◆ **Collected data**
• • • • •

PR #351, opened 2020-03-27
add notebook test run on last released version of fairlearn

romanlutz:
If this fails it will alert us that we need to release a new version of fairlearn to be compatible.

• • • • •

◆ **About this task**
Start at the first line and transcribe the data exactly through the last.

◆ **Response below**
PR #351, opened 2020-03-27
add notebook test run on last released version of fairlearn

romanlutz:
If this fails it will alert us that we need to release a new version of fairlearn to be compatible.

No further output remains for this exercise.